As you complete tasks, check them off. Watch your list shrink. There's a primal satisfaction in this—your brain rewards completion, and that little dopamine hit motivates you to keep going.
If you finish early, you can pull in more tasks from your weekly plan. But don't feel obligated to fill every minute. Finishing your planned tasks early is a win, not an invitation to overload yourself.
If something takes longer than expected, don't panic. Move it to tomorrow or back to the weekly pool. The goal isn't to complete everything you planned—it's to make consistent progress on what matters while maintaining a sustainable pace.
Interruptions happen. Someone needs something urgent. A meeting runs long. An unexpected problem demands attention.
When interrupted, make a quick decision:
After handling the interruption, return to your plan. The structure is there to help you recover, not to make you feel guilty.
Not all hours are equal. You probably have times when you're sharp and focused, and times when you're running on fumes. Plan accordingly.

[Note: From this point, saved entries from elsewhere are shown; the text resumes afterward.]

PR #127, opened 2019-02-09
Avoid a broken relative rustdoc link to Arbitrary

dwijnand:
In [1] the short description of the "arbitrary" module contains a broken
relative link to the Arbitrary trait.  In [2] the link works fine.  This
workarounds the problem by removing the link from the short description
(by pushing it down).

[1] https://altsysrq.github.io/rustdoc/proptest/0.9.0/proptest/index.html#modules
[2] https://altsysrq.github.io/rustdoc/proptest/0.9.0/proptest/arbitrary/index.html

### DIFF
--- a/proptest/src/arbitrary/mod.rs
+++ b/proptest/src/arbitrary/mod.rs
@@ -7,8 +7,10 @@
 // option. This file may not be copied, modified, or distributed
 // except according to those terms.
 
-//! Defines the [`Arbitrary`] trait and related free functions
-//! and type aliases. See the trait for more information.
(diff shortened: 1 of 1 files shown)


dwijnand:
I tried fixing this with https://github.com/rust-lang/rfcs/blob/master/text/1946-intra-rustdoc-links.md, but I couldn't get it to work.

AltSysrq:
_Intra-rustdoc links_ isn't on stable yet, so this is a reasonable enough workaround. I kept forgetting about this issue, so thanks for the PR to fix it! Published in 0.9.1.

High-energy blocks (often morning for most people) are for deep work: complex thinking, creative tasks, challenging problems. Protect these hours.

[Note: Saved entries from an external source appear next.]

PR #2017, opened 2020-02-08
Doc update index

QuanluZhang:


docs/en_US/autotune_ref.md
```diff
@@ -0,0 +1,80 @@
+# Python API Reference of Auto Tune
```
ultmaster: This file can be an rst.

QuanluZhang: just be consistent with NasReference.md, what is the reason of preferring rst?

ultmaster: Can be. Not preferred to be. rst would save a few lines.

Medium-energy blocks work well for planning, communication, and tasks that require attention but not intense focus.
Low-energy blocks (often late afternoon) are fine for routine work: admin tasks, quick emails, organizing. Don't waste prime mental energy on tasks that could be done tired.
Know your chronotype
Not everyone is a morning person. If you do your best work at night, honor that. The point isn't to follow someone else's schedule—it's to match your important tasks to your best hours.

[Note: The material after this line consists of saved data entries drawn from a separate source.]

PR #2026, opened 2020-02-10
Fixed Import Error

ryujaehun:
In the latest version, PyTorch or upper 1.0  _DataLoaderIter is no more exist. 

so `ImportError: cannot import name '_DataLoaderIter'` raise some Import error.(in gradient_selector/fginitialize.py)

I do some exception handling code the head of code. and replace `_DataLoaderIter` to `_BaseDataLoaderIter`.

Thanks for your works.

### DIFF
--- a/src/sdk/pynni/nni/feature_engineering/gradient_selector/fginitialize.py
+++ b/src/sdk/pynni/nni/feature_engineering/gradient_selector/fginitialize.py
@@ -31,7 +31,10 @@ from sklearn.datasets import load_svmlight_file
 import torch
 from torch.utils.data import DataLoader, Dataset
 # pylint: disable=E0611
-from torch.utils.data.dataloader import _DataLoaderIter, _utils
+try:
+    from torch.utils.data.dataloader import _DataLoaderIter
+except ImportError:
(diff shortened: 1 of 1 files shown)


xuehui1991:
Dear @ryujaehun seems the pipeline crash few days ago.  Could you push again to run the build pipeline again? Otherwise, we cannot merge the code.

src/sdk/pynni/nni/feature_engineering/gradient_selector/fginitialize.py
```diff
@@ -31,7 +31,10 @@
 import torch
 from torch.utils.data import DataLoader, Dataset
 # pylint: disable=E0611
-from torch.utils.data.dataloader import _DataLoaderIter, _utils
+try:
+    from torch.utils.data.dataloader import _DataLoaderIter
```
xuehui1991: why not import the _utils?

xuehui1991: the following the code using the _utils

ultmaster:
Fixed in #2690.

chicm-ms:
Fixed with #2690

PR #2031, opened 2020-02-11
Increase the limit of request body

Sundrops:
When search space is big(>1000) using BatchTunner, response will be HTTP:413 Request Entity Too Large
`launcher.py`
```python
......
response = set_experiment(experiment_config, mode, args.port, config_file_name)
print_error(response)
print_error(response.text)
'''
ERROR: <Response [413]>
ERROR: <!DOCTYPE html>
<html lang="en">
<head>
<meta charset="utf-8">
<title>Error</title>
</head>
<body>
<pre>PayloadTooLargeError: request entity too large<br> &nbsp; &nbsp;at readStreamxxx
'''
```


src/nni_manager/rest_server/nniRestServer.ts
```diff
@@ -34,7 +34,8 @@ export class NNIRestServer extends RestServer {
      */
     protected registerRestHandler(): void {
         this.app.use(express.static('static'));
-        this.app.use(bodyParser.json());
+        this.app.use(bodyParser.json({limit: '50mb'}));
+        this.app.use(bodyParser.urlencoded({limit: '50mb', extended: true}));
```
liuzhe-lz: I'm not familiar with body parser. Does this mean the URL can be 50mb long?

Sundrops: It means the data of  sending post request can be 50mb long.
```python
response = rest_post(experiment_url(port), json.dumps(request_data), REST_TIME_OUT, show_error=True)
def rest_post(url, data, timeout, show_error=False):
    '''Call rest post method'''
    try:
        response = requests.post(url, headers={'Accept': 'application/json', 'Content-Type': 'application/json'},\
                                 data=data, timeout=timeout)
        return response
        if show_error:
            print_error(exception)
        return None
```

Sundrops: The search space(json file) will be so big(>100kb), when you use BatchTunner. If not increase the limit of request body, it will fail for HTTP:413 Request Entity Too Large
```python
def set_experiment(experiment_config, mode, port, config_file_name):
    '''Call startExperiment (rest POST /experiment) with yaml file content'''
    ......
    request_data['searchSpace'] = experiment_config.get('searchSpace')
    ......
    response = rest_post(experiment_url(port), json.dumps(request_data), REST_TIME_OUT, show_error=True)

```

QuanluZhang: @Sundrops , thanks for the fix. One question: does this problem exist if you only keep line37 and remove line38?

Sundrops: Only keeping line37 can fix this problem now. I add line38 for the future. Do I need to remove line38?

QuanluZhang: @Sundrops thanks, I think we can only keep line37 for now :)

Sundrops: @QuanluZhang Done.

QuanluZhang:
@Sundrops could you change this pr to merge to v1.4, we want to include this change in v1.4, thanks

Sundrops:
@QuanluZhang Is it ok now? Do I need to open a pr newly?

QuanluZhang:
> @QuanluZhang Is it ok now? Do I need to open a pr newly?

See there are 27 changed files, so you need to merge v1.4 to your branch, then there would be only 1 changed file.

Sundrops:
@QuanluZhang Done.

Habits you've set up appear automatically when they're due. You don't need to plan them—they just show up.
Check them off as you complete them. If you miss one, don't stress. The occasional skip is normal. What matters is the pattern over time, not any single day.
See Habits for more on building and tracking recurring behaviors.
Before you wrap up, take two minutes to close out the day:
First, check off anything you completed that you haven't marked yet. This ensures your records are accurate and gives you a sense of closure.
Second, look at what's left. If tasks remain, decide: move to tomorrow, back to the weekly pool, or just delete if they're no longer important. Don't leave dangling tasks cluttering your view.
Third, glance at tomorrow. Do you know what you're doing? If your tomorrow is already planned (which ideally it is—see "The Night Before" below), you can close your laptop with confidence. You've done today's work. Tomorrow's plan is ready. You're free to enjoy your evening.
Some people plan their day the night before. Others prefer to plan in the morning. Both work—choose what fits your life.
Night-before planning has advantages: you go to bed knowing tomorrow is figured out, and you wake up ready to execute. You also do your planning when you have perspective on the day, not when you're groggy and reactive.
Morning planning works too, especially if your evenings are chaotic or your days are unpredictable. Just keep it short—5 minutes to review and commit, not 30 minutes of reorganizing.
The worst approach is no planning—just opening LifeGrid and reacting to whatever seems most urgent. That's a recipe for busyness without progress.
Try both
Experiment with planning at different times. After a week of night-before planning and a week of morning planning, you'll know which one suits your rhythm better.
Overplanning. Scheduling more than you can realistically do leads to guilt and carryover. Aim for 3-5 important tasks, not 15.
No buffer. Things always take longer than expected, and surprises always appear. Leave 20-30% of your day unscheduled for flexibility.
Ignoring energy. Putting deep work in low-energy slots sets you up for failure. Match tasks to your natural rhythms.
Skipping the review. If you don't close out the day, you'll wake up tomorrow to a messy list. Two minutes of cleanup saves tomorrow's frustration.